Stocks making the biggest moves in the premarket: Pfizer, Foot Locker, Hibbett Sports, Workday & more

Take a look at some of the biggest movers in the premarket:

Pfizer (PFE) – The drugmaker and German partner BioNTech (BNTX) plan to apply today for emergency use authorization for their Covid-19 vaccine. Earlier this week, study data analysis showed the vaccine to be 95% effective. Pfizer shares added 1% in premarket trading as of 7:34 a.m. ET.

Foot Locker (FL) – Foot Locker earned $1.21 per share for its latest quarter, compared to a consensus estimate of 63 cents a share. Revenue beat estimates as well, while same-store sales rose 7.7%. Analysts surveyed by FactSet had expected comparable-store sales to drop by 1.2%. Foot Locker shares gained 4% in premarket trading as of 7:34 a.m. ET.

Hibbett Sports (HIBB) – The athletic footwear and apparel retailer posted quarterly earnings of $1.47 per share, more than triple the consensus estimate of 45 cents per share. Revenue also exceeded forecasts, with a same-store sales increase of 21%. Analysts surveyed by Refinitiv had expected a comparable store increase of 7.5%. The shares gained 7% in premarket trading as of 7:34 a.m. ET.

The Buckle (BKE) – The fashion accessories retailer beat estimates by 30 cents a share, with quarterly earnings of 85 cents per share. Revenue beat estimates as well, helped by a 72.5% surge in online sales. The shares rose 5% in premarket trading as of 7:34 a.m. ET.

Workday (WDAY) – Workday reported quarterly earnings of 86 cents per share, 19 cents a share above estimates. Revenue topped estimates as well. The maker of human resources and finance-focused cloud software also raised its subscription revenue outlook for 2021, but also issued warnings about the lingering impact of the pandemic on its results. The stock lost 2% in premarket trading as of 7:34 a.m. ET.

Ross Stores (ROST) – Ross Stores earned $1.02 per share for its latest quarter, well above the 61 cents a share consensus estimate. The discount retailer’s revenue also beat Wall Street forecasts. Comparable-store sales fell by 3%, but that was a much smaller decline than the 12.6% drop predicted by analysts. The shares slid 3% in premarket trading as of 7:34 a.m. ET.

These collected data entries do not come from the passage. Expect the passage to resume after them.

Issue #5462, opened 2021-10-07
Microsoft.WindowsDesktop.App.Runtime.win-arm64 contains a stub "D3DCompiler_47.dll", causing issues with 3rd party libraries


kpreisser:
* .NET Core Version: .NET SDK 5.0.401
* Windows version: Windows 11 Pro Version 21H2 (Build 22000.194) ARM64
* Does the bug reproduce also in WPF for .NET Framework 4.8?: No

 
 
 **Problem description:**

When publishing a WPF app targeting .NET 5.0/6.0 for `win-arm64` (self-contained), a `D3DCompiler_47.dll` file is deployed in the application directory. However, in contrast to the file from the Windows `System32` directory which has ~7 MB and has exports like `D3DCompile`, the file deployed by the .NET SDK has only ~23 KB and doesn't seem to have exports (it comes from the [ Microsoft.WindowsDesktop.App.Runtime.win-arm64](https://www.nuget.org/packages/Microsoft.WindowsDesktop.App.Runtime.win-arm64) package).

Apparently, the presence of this stub DLL can cause issues with 3rd party libraries like CefSharp (embedded Chromium browser), because CEF also depends on `D3DCompiler_47.dll`. In some cases when starting the application, the chromium browser hangs, and the log file contains an error that it cannot find the `D3DCompile` entry point:

```
[1007/102117.812:WARNING:angle_platform_impl.cc(49)] Debug.cpp:180 (insertMessage): GL error: HIGH: Internal D3D11 error: HRESULT: 0x8007000E: Error finding D3DCompile entry point.
[1007/102117.813:ERROR:shared_context_state.cc(73)] Skia shader compilation error
```

**Note:** This doesn't occur when publishing the application for `win-x86` and `win-x64`, because there, a file with a different name `D3DCompiler_47_cor3.dll` is deployed instead of `D3DCompiler_47.dll` (https://github.com/dotnet/wpf/issues/37#issuecomment-494984585), and that file seems to be a [copy from the Windows SDK redist files](https://github.com/dotnet/wpf/blob/30dc08ae87526b3993f295a5e192a93d235847a2/src/Microsoft.DotNet.Wpf/redist/D3DCompiler/D3DCompiler.vcxproj#L46-L53) with all the necessary exports.

See also https://github.com/cefsharp/CefSharp/issues/2944#issuecomment-937595542.
 
 **Minimal repro:**
[...]

PR #5747, opened 2021-11-29
Don't include d3dcompiler_47.dll on ARM64.

singhashish-wpf:
Fixes Issue 
#5462 
Main PR 
None
## Description
Don't include d3dcompiler_47.dll on ARM64.

## Customer Impact

Without this change the d3dcompiler.dll which is shipped for arm64 is causing issues with 3rd party libraries.
 In some cases when starting the application, the chromium browser hangs, and the log file contains an error that it cannot find the D3DCompile entry point
## Regression
No

## Testing
Build and CI

## Risk
None


vishalmsft (approved):

hamarb123:
I'm having issues with this on my app. Can this be back-ported to .NET 6.0.4? I'm going to wait until next LTS for upgrade so I would be stuck not being able to support arm64 users until .NET 8 (~1.5 years).

lindexi:
@singhashish-wpf Can we cherry-pick this to dotnet 6 ? Can it work in dotnet 6?

Issue #5305, opened 2021-09-13
[Performance] Rewrite DirectWriteForwarder in C# to improve rendering performance


deeprobin:
See #4768.

The current code is written in C++/CLI and I think that can be optimized. Unfortunately, I have written very little C++/CLI myself but I suspect that the generated IL code is smaller and better performing.

See also <https://github.com/dotnet/wpf/tree/main/src/Microsoft.DotNet.Wpf/src/DirectWriteForwarder>

madewokherd:
Hi, I did this last year but I needed a small C component to get around some COM interop issues. https://github.com/madewokherd/wpf/blob/main/src/Microsoft.DotNet.Wpf/src/DirectWriteForwarder/CPP/DWriteWrapper/Factory.cs

deeprobin:
@madewokherd Oh cool 👍🏼 Is in this alrready in Pull Request?

madewokherd:
No, I did it because I needed a way to build it on Linux using open source tools for wine-mono. I didn't expect it to be useful for upstream.

It probably needs to be cleaned up. The few C functions needed could be moved to an existing dll, or maybe ComWrappers would remove the need for them. There's still TrueTypeSubsetter which I didn't touch at all, it doesn't seem to be commonly used and could be moved to pure C++ I think. And the C# code probably shouldn't be mixed in with existing C++ code.

It also needs build system updates as I just used my own build system (my requirements were to build on Linux with Framework Mono, so the existing build files were not usable for my purposes).

I'm skeptical that this will improve performance. We still have to call into dwrite.dll so the native interop is just done in a different place.

Maybe I can at least put something together so you can do performance testing, once I find some free time.

ThomasGoulet73:
Hey, this is a great idea and I've actually been working in my free time on converting DirectWriteForwarder to C# for the past couple of weeks. The performance from the move from C++/CLI shouldn't be that noticeable since, as @madewokherd stated, we're still calling into dwrite.dll. But, there are other advantages, here are some in no particular order:
- Trimming support. The .Net Trimmer does not support C++/CLI assembly analysis so it might remove code that is used in DirectWriteForwarder which can produce exceptions that are hard to diagnose (Eg. #3903).
- NativeAOT support. NativeAOT does not support C++/CLI assemblies at all, and if I remember correctly, the team responsible for NativeAOT does not plan on adding support for it. (dotnet/runtimelab#306)
[...]

PR #5765, opened 2021-12-01
Migrate DPI awareness initialization to managed

ThomasGoulet73:
Contributes #5305

## Description
Migrate DPI awareness initialization to managed.

I removed the OS check used to only do the initialization on Windows Vista or later since every version of Windows supported by .Net 6 are more recent than Windows Vista, which renders the check unnecessary.

## Customer Impact
None.

## Regression
No.

## Testing
I tested a WPF application with this PR with high DPI and the DPI awareness was initialized properly.

## Risk
Seems pretty low.


deeprobin (approved):
LGTM

dipeshmsft (approved):

PR #5803, opened 2021-12-09
Update Wpf.Cpp.props to use VS2022 for cpp compilation

vishalmsft:
Update VS and toolset version to use VS2022 (143)
Work in progress for #5733


vishalmsft:
Thanks @singhashish-wpf . These changes are included in the PR #5804. Closing this PR.

PR #5804, opened 2021-12-09
Build on VS 2022

singhashish-wpf:
Fixes Issue 
Build on VS 2022
Main PR

### DIFF
--- a/src/Microsoft.DotNet.Wpf/redist/VCRuntime/VCRuntime.vcxproj
+++ b/src/Microsoft.DotNet.Wpf/redist/VCRuntime/VCRuntime.vcxproj
@@ -33,8 +33,8 @@
   <Import Project="$(VCTargetsPath)\Microsoft.Cpp.Default.props" />
   <Import Project="$(WpfCppProps)" />
   <PropertyGroup>
-    <VCRedistCrtFolderName Condition="'$(Configuration)'=='Release'">Microsoft.VC142.CRT</VCRedistCrtFolderName>
-    <VCRedistCrtFolderName Condition="'$(Configuration)'=='Debug'">Microsoft.VC142.DebugCRT</VCRedistCrtFolderName>
+    <VCRedistCrtFolderName Condition="'$(Configuration)'=='Release'">Microsoft.VC143.CRT</VCRedistCrtFolderName>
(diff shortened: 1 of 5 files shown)


vishalmsft:
@singhashish-wpf  it will be good idea to first take the changes from eng/WpfArcadeSdk/tools/Wpf.Cpp.props . Let build publish the packages and then move to VS2022. 
The problem is with dependency. This migration won't complete without internal build complete. And internal build uses this props to set the toolset version.

src/Microsoft.DotNet.Wpf/redist/VCRuntime/VCRuntime.vcxproj
```diff
@@ -33,8 +33,8 @@
   <Import Project="$(VCTargetsPath)\Microsoft.Cpp.Default.props" />
   <Import Project="$(WpfCppProps)" />
   <PropertyGroup>
-    <VCRedistCrtFolderName Condition="'$(Configuration)'=='Release'">Microsoft.VC142.CRT</VCRedistCrtFolderName>
-    <VCRedistCrtFolderName Condition="'$(Configuration)'=='Debug'">Microsoft.VC142.DebugCRT</VCRedistCrtFolderName>
+    <VCRedistCrtFolderName Condition="'$(Configuration)'=='Release'">Microsoft.VC143.CRT</VCRedistCrtFolderName>
```
ThomasGoulet73, line 36: Is the fallback still necessary ?
https://github.com/dotnet/wpf/blob/af9ff74b557fb694f91944a609e71ed3e8b88568/src/Microsoft.DotNet.Wpf/redist/VCRuntime/VCRuntime.vcxproj#L38-L42

It seems weird to fallback to VC141 when VC143 does not exist.

singhashish-wpf: Not necessary @ThomasGoulet73 
Will be removed.

singhashish-wpf: @ThomasGoulet73 https://github.com/dotnet/wpf/pull/5810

Corteva (CTVA) – Corteva’s board of directors is backing CEO James Collins, according to people familiar with the matter who spoke to Reuters. Activist investor Starboard Value has been critical of the agricultural products company’s management, saying it is lagging behind its peers and not living up to its potential.

Eli Lilly (LLY) – Lilly received emergency use authorization from the Food and Drug Administration for combining its arthritis drug barictinib with the Gilead Sciences (GILD) treatment remdesivir to treat Covid-19 patients. Separately, the World Health Organization recommended against the use of remdesivir to treat the virus.

FireEye (FEYE) – FireEye is receiving a strategic investment from private-equity firm Blackstone (BX) and venture capital firm ClearSky. The firms will purchase $400 million in the cybersecurity firm’s convertible preferred stock, which is convertible into FireEye common shares at a price of $18 per share. FireEye closed Thursday at $14.24 per share. FireEye shares jumped 13% in premarket trading as of 7:34 a.m. ET.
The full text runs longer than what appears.